### TO DO
The answer must consist of every line below that contains the word "three".

※

PR #1272, opened 2026-06-06
Exit cleanly on a stop signal received during dashboard startup

### LINKED ISSUE #1270: Flakey SIGTERM test needs to be fixed in CI
https://github.com/esphome/device-builder/actions/runs/27075424004/job/79911863241?pr=1267

bdraco:

**Production bug: the dashboard could hang or exit non-zero when it received a stop signal during startup.** A SIGTERM from the supervisor (systemd, Docker, the Home Assistant add-on) arriving while the dashboard is still cold-starting could leave the process wedged or make it exit unclean instead of shutting down. The flaky `test_sigterm_during_startup_exits_zero` was the symptom that surfaced it.

Two faults in the startup signal trap (`_exit_cleanly_on_signal`):

**1. Hang.** It raised `SystemExit` inline. When the signal landed in the window after aiohttp's event loop starts but before `AppRunner.setup` arms its own SIGTERM handler, that `SystemExit` was raised inside the live loop; `run_app` does not catch `SystemExit`, so it fell into its `finally`, re-entered the loop to clean up, and blocked in `select` forever. The supervisor then waits out its grace period and SIGKILLs (exit 137). The trap now raises `SystemExit(0)` only when no loop is running (the genuine pre-loop cold start), and otherwise defers aiohttp's own `GracefulExit` through `loop.call_soon_threadsafe`, so `run_app` catches it and drains `on_cleanup` exactly as a stop received while serving does.

**2. Unclean exit.** It also called `logging.info()`. A signal handler runs between bytecodes on the main thread, frequently while the no-auth startup banner is mid write, so logging from there re-enters the stream or queue. Under synchronous logging that is a hard `RuntimeError: reentrant call inside <_io.BufferedWriter>`; under the production async queue handler it corrupts or raises and the traceback is lost because the process exits before the listener thread flushes, surfacing as a bare non-zero exit. The handler now does no logging and minimal work; the stop is logged from `_raise_graceful_exit`, which runs in safe loop context.

## History

Several iterations. The first cut hard-exited via `os._exit`, which was blunt and needed a platform branch; the second deferred `GracefulExit` and fixed the hang, after which a rare non-zero exit surfaced on Linux 3.14. That second fault was sub 0.1 percent and would not reproduce until the tests captured the child transcript and drove many in-loop signals under contention; a diagnostic run that disabled the async log queue finally exposed the reentrant logging error and pinned the cause.

## Testing

- `_exit_cleanly_on_signal` and `_raise_graceful_exit` have unit tests for the no-loop, with-loop, and raise paths.
- Subprocess tests drive a real dashboard: SIGTERM pre-serving exits 0 (transcript captured on failure), SIGTERM while serving drains `on_cleanup` (drain marker asserted), and CTRL_BREAK on Windows drains.
- A deterministic crack test widens the loop-start window via a sitecustomize shim so CI exercises the exact race every run, exiting 0 instead of hanging.
- During the hunt, the bug was reproduced on CI under contention, root caused via a synchronous-logging diagnostic that exposed the reentrant logging error, and the verification run (the same diagnostic harness that reliably hung before) is now green on all five platforms. The heavy diagnostic harnesses were removed; the lean regression set above remains.

- fixes https://github.com/esphome/device-builder/issues/1270

## Types of changes

## Frontend coordination

## Checklist

### DIFF
--- a/esphome_device_builder/__main__.py
+++ b/esphome_device_builder/__main__.py
@@ -3,6 +3,7 @@
 from __future__ import annotations
 
 import argparse
+import asyncio
 import logging
 import os
 import signal
@@ -100,10 +101,31 @@ def _setup_logging(log_level: str, log_file: str | None = None) -> None:
     activate_log_queue_handler()
 
 
-def _exit_cleanly_on_signal(signum: int, _frame: object) -> None:
-    """Exit 0 on a stop signal the event loop isn't trapping itself."""
-    logging.getLogger(_LOGGER_NAME).info("Received stop signal %s; shutting down cleanly", signum)
-    raise SystemExit(0)
+def _exit_cleanly_on_signal(_signum: int, _frame: object) -> None:
+    """Exit 0 on a stop signal the event loop isn't trapping itself.
+
+    Runs in signal context (between bytecodes on the main thread, possibly
+    mid-logging-write), so it must do no logging and no real work — that
+    would re-enter the stream/queue and deadlock or raise (a stop landing
+    while the startup banner is being emitted hit
+    ``RuntimeError: reentrant call inside <_io.BufferedWriter>``). With no
+    running loop (pre-serving cold start) raise ``SystemExit(0)``;
+    otherwise hand off to the loop, which runs ``_raise_graceful_exit`` at
+    a safe point so ``run_app`` drains ``on_cleanup``.
+    """
+    try:
+        loop = asyncio.get_running_loop()
+    except RuntimeError:
+        raise SystemExit(0) from None
+    loop.call_soon_threadsafe(_raise_graceful_exit)
+
+
+def _raise_graceful_exit() -> None:
+    """Loop-context callback: log the stop and raise ``GracefulExit`` so ``run_app`` drains."""
+    from aiohttp.web import GracefulExit  # noqa: PLC0415
+
+    logging.getLogger(_LOGGER_NAME).info("Received stop signal; shutting down cleanly")
+    raise GracefulExit
 
 
 def main() -> None:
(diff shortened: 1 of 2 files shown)


esphbot (approved):
No blocking issues found.

esphbot (commented):
LGTM — the mechanism is right.

Walked the three states and they each line up:

- **No running loop** (true cold start, before `web.run_app` exists) → `SystemExit(0)`. Nothing to drain, interpreter unwinds cleanly instead of the OS 143 default.
- **Loop running, POSIX startup crack** (after the loop starts but before aiohttp arms its own `add_signal_handler`) → defer `GracefulExit` via `call_soon_threadsafe`. `run_app` runs in the main thread and wraps the serve in `except GracefulExit`, so the deferred raise drains `on_cleanup` exactly as a serving-time stop does. The old inline `SystemExit` unwound through `run_app`'s loop and hit the re-enter-to-cleanup path that hangs in `select` — that's the flake.
- **Windows** → no `add_signal_handler`, so the `signal.signal` trap stays live while serving; same defer path drains correctly, and SIGBREAK is wired the same way.

Two things I liked:
- `get_running_loop()` is the right discriminator here — the signal handler runs in the main thread, which is where `run_app`'s loop lives, so it correctly returns the live loop in the crack and `RuntimeError`s pre-loop. `call_soon_threadsafe` (not `call_soon`) is also correct: it pokes the self-pipe to wake a parked loop.
- Keeping the `aiohttp.web.GracefulExit` import inside the deferred `_raise_graceful_exit` callback rather than the signal handler itself — the handler stays minimal.

Tests cover all three branches behaviorally (no-loop → exit 0, loop → defers the exact callback without raising inline, callback → `GracefulExit`). Empirical crack-widening verification in the PR body is the convincing part.

No blockers.

esphbot (approved):
No blocking issues found.

esphbot (approved):
No blocking issues found.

※

### EXERCISE RESULT
Walked the three states and they each line up:
Tests cover all three branches behaviorally (no-loop → exit 0, loop → defers the exact callback without raising inline, callback → `GracefulExit`). Empirical crack-widening verification in the PR body is the convincing part.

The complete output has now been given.